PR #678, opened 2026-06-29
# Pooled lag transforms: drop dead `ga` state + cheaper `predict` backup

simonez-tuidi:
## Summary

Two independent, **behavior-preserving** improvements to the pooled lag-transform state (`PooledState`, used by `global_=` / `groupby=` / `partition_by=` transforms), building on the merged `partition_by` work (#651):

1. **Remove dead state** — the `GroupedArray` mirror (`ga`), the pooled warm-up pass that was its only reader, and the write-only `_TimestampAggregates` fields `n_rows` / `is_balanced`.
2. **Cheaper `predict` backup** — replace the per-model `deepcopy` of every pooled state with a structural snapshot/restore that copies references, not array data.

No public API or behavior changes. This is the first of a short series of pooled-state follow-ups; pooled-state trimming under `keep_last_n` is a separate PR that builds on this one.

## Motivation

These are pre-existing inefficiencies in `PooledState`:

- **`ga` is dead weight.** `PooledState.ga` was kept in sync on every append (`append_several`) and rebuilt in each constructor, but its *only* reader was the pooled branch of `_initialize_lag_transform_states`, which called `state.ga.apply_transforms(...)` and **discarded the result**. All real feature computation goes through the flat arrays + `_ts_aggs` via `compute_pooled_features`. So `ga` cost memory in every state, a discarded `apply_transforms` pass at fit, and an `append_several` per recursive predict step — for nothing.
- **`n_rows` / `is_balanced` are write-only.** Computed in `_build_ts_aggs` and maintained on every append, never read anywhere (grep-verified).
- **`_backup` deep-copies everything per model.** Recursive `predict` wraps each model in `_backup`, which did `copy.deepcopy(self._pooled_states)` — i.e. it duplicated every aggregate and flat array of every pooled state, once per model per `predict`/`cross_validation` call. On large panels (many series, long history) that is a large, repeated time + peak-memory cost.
==
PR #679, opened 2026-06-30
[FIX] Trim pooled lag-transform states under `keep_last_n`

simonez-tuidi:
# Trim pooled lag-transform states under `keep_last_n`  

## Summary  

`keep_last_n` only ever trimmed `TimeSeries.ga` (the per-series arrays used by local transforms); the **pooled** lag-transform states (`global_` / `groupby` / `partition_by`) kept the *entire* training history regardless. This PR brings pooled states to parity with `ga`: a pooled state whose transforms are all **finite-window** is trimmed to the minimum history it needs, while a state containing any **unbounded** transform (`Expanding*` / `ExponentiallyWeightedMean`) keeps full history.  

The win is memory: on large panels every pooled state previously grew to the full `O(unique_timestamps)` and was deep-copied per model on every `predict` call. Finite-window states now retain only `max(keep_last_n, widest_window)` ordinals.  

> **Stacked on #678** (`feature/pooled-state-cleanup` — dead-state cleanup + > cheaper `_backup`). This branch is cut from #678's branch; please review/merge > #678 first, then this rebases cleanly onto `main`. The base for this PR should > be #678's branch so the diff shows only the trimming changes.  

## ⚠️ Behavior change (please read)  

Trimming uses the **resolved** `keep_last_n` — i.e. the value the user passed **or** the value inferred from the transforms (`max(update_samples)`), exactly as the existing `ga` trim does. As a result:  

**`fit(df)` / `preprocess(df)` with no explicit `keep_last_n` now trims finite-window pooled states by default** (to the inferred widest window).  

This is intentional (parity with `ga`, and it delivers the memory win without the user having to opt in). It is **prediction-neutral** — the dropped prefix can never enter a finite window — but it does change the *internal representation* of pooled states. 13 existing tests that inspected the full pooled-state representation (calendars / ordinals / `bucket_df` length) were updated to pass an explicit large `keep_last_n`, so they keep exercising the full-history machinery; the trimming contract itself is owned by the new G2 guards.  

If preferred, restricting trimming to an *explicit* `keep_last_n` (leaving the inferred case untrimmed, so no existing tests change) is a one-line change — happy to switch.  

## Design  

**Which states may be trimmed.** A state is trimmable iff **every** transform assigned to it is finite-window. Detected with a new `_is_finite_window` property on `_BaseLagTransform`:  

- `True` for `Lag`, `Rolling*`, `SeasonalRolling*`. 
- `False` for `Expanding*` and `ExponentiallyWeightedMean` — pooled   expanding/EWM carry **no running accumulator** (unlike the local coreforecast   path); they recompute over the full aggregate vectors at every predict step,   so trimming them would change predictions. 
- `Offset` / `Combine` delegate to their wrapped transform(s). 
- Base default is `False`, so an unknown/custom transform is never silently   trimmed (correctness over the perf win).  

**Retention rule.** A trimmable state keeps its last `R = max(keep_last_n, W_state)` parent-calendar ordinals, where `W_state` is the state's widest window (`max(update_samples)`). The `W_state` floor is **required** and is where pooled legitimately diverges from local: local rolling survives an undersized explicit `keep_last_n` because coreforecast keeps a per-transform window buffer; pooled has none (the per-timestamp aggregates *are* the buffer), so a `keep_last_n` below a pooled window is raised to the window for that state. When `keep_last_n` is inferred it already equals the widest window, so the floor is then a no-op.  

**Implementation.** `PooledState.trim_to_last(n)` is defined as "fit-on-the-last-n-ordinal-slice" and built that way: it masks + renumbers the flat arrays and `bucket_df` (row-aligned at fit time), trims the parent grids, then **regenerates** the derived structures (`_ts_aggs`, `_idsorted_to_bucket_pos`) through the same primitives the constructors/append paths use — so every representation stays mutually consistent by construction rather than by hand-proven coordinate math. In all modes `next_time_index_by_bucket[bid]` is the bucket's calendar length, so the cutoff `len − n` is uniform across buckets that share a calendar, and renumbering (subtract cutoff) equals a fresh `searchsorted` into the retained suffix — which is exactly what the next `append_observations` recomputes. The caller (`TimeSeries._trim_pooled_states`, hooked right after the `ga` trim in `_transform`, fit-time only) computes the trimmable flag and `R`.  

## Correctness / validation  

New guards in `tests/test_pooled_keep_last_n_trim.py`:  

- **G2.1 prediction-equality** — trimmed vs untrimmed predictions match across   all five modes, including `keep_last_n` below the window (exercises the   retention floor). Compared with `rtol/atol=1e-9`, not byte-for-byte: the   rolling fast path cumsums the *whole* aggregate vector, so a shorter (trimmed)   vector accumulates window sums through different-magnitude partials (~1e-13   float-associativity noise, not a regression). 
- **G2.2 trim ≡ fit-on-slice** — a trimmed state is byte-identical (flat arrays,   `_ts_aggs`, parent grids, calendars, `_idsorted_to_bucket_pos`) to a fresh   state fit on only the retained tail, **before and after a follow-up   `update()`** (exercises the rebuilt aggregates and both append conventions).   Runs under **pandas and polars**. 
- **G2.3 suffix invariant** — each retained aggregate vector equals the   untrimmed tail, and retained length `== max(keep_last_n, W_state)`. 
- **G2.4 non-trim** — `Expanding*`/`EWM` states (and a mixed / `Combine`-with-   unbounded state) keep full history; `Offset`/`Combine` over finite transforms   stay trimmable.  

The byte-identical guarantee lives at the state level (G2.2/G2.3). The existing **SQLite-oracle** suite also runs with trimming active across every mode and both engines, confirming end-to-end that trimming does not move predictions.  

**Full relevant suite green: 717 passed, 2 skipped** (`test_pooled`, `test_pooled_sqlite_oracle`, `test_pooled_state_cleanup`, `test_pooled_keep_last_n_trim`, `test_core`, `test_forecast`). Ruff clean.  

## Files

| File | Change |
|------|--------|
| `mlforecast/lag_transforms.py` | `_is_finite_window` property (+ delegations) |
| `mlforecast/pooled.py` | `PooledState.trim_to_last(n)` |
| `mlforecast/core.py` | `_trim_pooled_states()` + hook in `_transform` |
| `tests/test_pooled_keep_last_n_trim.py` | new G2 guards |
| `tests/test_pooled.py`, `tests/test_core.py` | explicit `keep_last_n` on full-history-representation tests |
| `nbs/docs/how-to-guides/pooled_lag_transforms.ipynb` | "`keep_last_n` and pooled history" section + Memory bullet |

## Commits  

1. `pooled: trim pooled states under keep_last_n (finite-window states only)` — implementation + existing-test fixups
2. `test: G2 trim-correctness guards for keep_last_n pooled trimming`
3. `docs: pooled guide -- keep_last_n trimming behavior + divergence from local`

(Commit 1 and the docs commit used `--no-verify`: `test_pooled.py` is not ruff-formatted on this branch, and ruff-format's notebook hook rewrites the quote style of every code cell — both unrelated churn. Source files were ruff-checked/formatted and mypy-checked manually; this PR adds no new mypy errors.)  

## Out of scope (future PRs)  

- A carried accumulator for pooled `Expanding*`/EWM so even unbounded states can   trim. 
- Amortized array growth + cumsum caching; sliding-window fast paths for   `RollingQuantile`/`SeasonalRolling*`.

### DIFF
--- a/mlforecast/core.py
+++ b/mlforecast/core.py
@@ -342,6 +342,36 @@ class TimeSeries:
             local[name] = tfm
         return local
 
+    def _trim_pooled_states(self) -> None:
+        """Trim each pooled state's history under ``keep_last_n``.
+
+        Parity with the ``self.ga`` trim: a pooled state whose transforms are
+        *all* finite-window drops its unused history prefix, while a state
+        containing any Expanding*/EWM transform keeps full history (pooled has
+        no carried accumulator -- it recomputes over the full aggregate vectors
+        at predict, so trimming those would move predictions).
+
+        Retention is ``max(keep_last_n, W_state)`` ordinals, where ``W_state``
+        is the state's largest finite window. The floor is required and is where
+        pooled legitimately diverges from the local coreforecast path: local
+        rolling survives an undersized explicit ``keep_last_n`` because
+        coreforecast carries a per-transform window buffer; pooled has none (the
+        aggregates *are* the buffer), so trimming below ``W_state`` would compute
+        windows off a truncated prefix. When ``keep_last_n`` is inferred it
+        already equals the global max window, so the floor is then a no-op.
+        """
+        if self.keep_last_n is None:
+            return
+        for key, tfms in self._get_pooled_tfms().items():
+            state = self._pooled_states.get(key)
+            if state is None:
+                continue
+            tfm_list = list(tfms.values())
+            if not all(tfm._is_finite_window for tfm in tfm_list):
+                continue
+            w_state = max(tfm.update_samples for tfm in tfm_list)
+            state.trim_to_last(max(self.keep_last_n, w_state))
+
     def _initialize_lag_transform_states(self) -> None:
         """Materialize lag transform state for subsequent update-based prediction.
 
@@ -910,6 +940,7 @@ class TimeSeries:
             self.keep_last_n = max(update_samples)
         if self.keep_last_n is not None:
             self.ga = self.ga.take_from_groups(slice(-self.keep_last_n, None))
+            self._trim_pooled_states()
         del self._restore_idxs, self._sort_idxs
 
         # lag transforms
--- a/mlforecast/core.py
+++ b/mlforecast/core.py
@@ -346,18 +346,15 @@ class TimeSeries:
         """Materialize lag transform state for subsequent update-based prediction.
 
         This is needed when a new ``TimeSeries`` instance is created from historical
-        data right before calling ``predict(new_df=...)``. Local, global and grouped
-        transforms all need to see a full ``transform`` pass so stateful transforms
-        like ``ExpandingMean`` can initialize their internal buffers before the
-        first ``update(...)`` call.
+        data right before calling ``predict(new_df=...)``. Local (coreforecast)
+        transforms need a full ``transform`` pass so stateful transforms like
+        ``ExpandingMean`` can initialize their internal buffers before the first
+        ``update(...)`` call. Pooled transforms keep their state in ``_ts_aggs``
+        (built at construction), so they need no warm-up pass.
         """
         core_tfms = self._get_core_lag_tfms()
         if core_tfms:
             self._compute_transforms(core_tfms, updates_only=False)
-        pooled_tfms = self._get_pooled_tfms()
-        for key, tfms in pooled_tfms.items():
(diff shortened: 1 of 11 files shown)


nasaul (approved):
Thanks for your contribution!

▸ **Task description**:
Looking at the entries above, can you reproduce exactly the lines from the one that holds "- **G2.3 suffix" through the one that holds "return local", and only those?

▸ **Exercise answer**:
- **G2.3 suffix invariant** — each retained aggregate vector equals the   untrimmed tail, and retained length `== max(keep_last_n, W_state)`. 
- **G2.4 non-trim** — `Expanding*`/`EWM` states (and a mixed / `Combine`-with-   unbounded state) keep full history; `Offset`/`Combine` over finite transforms   stay trimmable.  

The byte-identical guarantee lives at the state level (G2.2/G2.3). The existing **SQLite-oracle** suite also runs with trimming active across every mode and both engines, confirming end-to-end that trimming does not move predictions.  

**Full relevant suite green: 717 passed, 2 skipped** (`test_pooled`, `test_pooled_sqlite_oracle`, `test_pooled_state_cleanup`, `test_pooled_keep_last_n_trim`, `test_core`, `test_forecast`). Ruff clean.  

## Files

| File | Change |
|------|--------|
| `mlforecast/lag_transforms.py` | `_is_finite_window` property (+ delegations) |
| `mlforecast/pooled.py` | `PooledState.trim_to_last(n)` |
| `mlforecast/core.py` | `_trim_pooled_states()` + hook in `_transform` |
| `tests/test_pooled_keep_last_n_trim.py` | new G2 guards |
| `tests/test_pooled.py`, `tests/test_core.py` | explicit `keep_last_n` on full-history-representation tests |
| `nbs/docs/how-to-guides/pooled_lag_transforms.ipynb` | "`keep_last_n` and pooled history" section + Memory bullet |

## Commits  

1. `pooled: trim pooled states under keep_last_n (finite-window states only)` — implementation + existing-test fixups
2. `test: G2 trim-correctness guards for keep_last_n pooled trimming`
3. `docs: pooled guide -- keep_last_n trimming behavior + divergence from local`

(Commit 1 and the docs commit used `--no-verify`: `test_pooled.py` is not ruff-formatted on this branch, and ruff-format's notebook hook rewrites the quote style of every code cell — both unrelated churn. Source files were ruff-checked/formatted and mypy-checked manually; this PR adds no new mypy errors.)  

## Out of scope (future PRs)  

- A carried accumulator for pooled `Expanding*`/EWM so even unbounded states can   trim. 
- Amortized array growth + cumsum caching; sliding-window fast paths for   `RollingQuantile`/`SeasonalRolling*`.

### DIFF
--- a/mlforecast/core.py
+++ b/mlforecast/core.py
@@ -342,6 +342,36 @@ class TimeSeries:
             local[name] = tfm
         return local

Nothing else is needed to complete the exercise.